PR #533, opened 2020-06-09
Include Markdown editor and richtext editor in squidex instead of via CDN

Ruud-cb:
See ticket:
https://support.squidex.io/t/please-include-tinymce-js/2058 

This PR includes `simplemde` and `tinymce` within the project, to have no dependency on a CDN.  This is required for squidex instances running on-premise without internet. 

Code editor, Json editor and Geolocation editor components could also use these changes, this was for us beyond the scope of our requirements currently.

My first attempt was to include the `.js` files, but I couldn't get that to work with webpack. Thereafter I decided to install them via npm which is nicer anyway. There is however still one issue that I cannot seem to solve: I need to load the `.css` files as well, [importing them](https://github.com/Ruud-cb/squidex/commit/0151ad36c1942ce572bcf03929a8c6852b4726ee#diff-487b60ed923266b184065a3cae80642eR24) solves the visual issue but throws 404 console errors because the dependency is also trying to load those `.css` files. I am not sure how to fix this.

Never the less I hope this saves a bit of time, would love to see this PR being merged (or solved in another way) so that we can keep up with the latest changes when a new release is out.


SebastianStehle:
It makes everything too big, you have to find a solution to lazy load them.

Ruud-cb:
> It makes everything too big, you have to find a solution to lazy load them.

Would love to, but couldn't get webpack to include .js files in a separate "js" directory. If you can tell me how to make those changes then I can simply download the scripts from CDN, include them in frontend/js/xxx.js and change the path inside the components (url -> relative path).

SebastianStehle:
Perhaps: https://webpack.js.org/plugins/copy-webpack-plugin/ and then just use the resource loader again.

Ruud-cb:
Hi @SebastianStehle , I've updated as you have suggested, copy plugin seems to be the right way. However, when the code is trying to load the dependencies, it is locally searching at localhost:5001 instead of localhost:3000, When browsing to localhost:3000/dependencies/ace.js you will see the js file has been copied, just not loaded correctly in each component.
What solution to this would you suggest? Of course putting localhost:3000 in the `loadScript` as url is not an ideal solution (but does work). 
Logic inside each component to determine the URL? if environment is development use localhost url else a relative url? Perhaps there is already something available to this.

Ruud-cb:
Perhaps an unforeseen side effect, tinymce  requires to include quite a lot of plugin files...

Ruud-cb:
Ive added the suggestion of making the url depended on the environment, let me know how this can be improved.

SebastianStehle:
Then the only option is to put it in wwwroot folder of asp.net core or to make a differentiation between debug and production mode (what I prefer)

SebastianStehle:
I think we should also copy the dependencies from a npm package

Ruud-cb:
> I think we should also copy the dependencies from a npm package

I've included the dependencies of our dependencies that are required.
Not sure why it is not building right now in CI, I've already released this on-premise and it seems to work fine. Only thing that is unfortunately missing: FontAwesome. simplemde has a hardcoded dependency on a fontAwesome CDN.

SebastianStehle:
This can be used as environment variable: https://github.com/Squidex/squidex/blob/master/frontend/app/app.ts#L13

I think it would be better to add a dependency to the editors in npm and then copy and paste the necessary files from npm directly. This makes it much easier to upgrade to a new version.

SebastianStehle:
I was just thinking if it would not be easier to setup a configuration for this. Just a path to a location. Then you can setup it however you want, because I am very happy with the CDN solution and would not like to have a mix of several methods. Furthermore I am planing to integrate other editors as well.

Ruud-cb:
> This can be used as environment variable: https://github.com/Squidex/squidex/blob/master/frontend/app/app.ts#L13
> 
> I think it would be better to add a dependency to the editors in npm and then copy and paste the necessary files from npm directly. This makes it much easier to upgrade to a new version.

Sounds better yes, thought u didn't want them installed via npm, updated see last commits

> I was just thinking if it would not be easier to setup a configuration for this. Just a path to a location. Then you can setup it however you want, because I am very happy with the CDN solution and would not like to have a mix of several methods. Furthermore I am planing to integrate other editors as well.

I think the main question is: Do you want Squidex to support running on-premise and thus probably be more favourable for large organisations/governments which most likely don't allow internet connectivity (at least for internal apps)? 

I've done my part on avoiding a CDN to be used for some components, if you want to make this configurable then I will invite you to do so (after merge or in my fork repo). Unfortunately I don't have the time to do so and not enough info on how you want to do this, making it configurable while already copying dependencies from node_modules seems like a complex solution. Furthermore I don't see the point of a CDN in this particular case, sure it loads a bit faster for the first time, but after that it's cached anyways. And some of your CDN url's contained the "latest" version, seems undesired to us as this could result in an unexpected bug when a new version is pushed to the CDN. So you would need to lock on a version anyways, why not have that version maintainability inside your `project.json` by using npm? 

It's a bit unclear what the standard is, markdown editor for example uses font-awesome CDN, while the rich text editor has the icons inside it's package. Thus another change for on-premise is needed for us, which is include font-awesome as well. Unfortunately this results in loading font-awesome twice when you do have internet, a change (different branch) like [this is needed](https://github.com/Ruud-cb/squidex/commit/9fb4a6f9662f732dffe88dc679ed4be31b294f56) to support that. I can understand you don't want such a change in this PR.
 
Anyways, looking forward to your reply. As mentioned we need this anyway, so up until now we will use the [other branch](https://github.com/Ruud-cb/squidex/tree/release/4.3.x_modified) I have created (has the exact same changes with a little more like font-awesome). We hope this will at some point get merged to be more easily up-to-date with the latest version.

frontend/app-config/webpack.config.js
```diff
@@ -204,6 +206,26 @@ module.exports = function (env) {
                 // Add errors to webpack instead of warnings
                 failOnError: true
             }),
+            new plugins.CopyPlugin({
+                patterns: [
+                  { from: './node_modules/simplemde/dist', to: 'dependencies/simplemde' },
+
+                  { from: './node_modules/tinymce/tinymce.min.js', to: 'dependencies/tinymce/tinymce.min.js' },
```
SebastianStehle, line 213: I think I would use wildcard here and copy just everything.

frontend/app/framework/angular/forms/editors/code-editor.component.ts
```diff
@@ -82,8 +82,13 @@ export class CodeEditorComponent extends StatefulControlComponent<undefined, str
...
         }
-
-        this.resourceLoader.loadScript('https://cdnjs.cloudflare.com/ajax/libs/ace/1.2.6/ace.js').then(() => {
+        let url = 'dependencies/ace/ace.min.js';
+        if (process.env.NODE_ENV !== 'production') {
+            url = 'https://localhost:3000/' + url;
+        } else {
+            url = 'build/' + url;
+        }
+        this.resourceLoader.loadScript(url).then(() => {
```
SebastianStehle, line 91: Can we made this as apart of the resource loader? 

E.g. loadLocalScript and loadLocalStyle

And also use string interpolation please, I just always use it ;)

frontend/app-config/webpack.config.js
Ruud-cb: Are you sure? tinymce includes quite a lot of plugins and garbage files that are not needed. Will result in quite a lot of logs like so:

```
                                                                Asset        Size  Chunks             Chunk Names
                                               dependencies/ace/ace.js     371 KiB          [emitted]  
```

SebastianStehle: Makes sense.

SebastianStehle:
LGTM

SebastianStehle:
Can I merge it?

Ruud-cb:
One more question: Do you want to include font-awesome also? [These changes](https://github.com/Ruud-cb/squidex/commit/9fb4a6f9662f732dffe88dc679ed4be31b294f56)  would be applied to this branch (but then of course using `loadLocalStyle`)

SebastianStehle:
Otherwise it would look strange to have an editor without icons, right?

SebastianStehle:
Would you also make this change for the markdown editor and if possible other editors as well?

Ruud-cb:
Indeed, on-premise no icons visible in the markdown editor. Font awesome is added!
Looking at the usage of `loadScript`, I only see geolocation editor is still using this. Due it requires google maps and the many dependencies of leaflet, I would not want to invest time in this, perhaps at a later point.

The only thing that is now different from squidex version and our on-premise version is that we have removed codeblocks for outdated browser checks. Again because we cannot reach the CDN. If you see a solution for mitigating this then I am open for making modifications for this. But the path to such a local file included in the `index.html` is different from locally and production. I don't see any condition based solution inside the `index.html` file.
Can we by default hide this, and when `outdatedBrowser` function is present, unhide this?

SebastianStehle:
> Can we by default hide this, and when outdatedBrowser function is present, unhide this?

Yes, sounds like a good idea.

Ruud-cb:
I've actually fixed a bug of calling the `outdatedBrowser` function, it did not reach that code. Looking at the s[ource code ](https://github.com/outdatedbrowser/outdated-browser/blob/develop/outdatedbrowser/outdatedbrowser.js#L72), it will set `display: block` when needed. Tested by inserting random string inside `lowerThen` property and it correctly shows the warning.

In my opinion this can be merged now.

▸ What you will do:
Copy each line of the listing that carries the word "your".

▸ Solution to the exercise:
I've done my part on avoiding a CDN to be used for some components, if you want to make this configurable then I will invite you to do so (after merge or in my fork repo). Unfortunately I don't have the time to do so and not enough info on how you want to do this, making it configurable while already copying dependencies from node_modules seems like a complex solution. Furthermore I don't see the point of a CDN in this particular case, sure it loads a bit faster for the first time, but after that it's cached anyways. And some of your CDN url's contained the "latest" version, seems undesired to us as this could result in an unexpected bug when a new version is pushed to the CDN. So you would need to lock on a version anyways, why not have that version maintainability inside your `project.json` by using npm? 
Anyways, looking forward to your reply. As mentioned we need this anyway, so up until now we will use the [other branch](https://github.com/Ruud-cb/squidex/tree/release/4.3.x_modified) I have created (has the exact same changes with a little more like font-awesome). We hope this will at some point get merged to be more easily up-to-date with the latest version.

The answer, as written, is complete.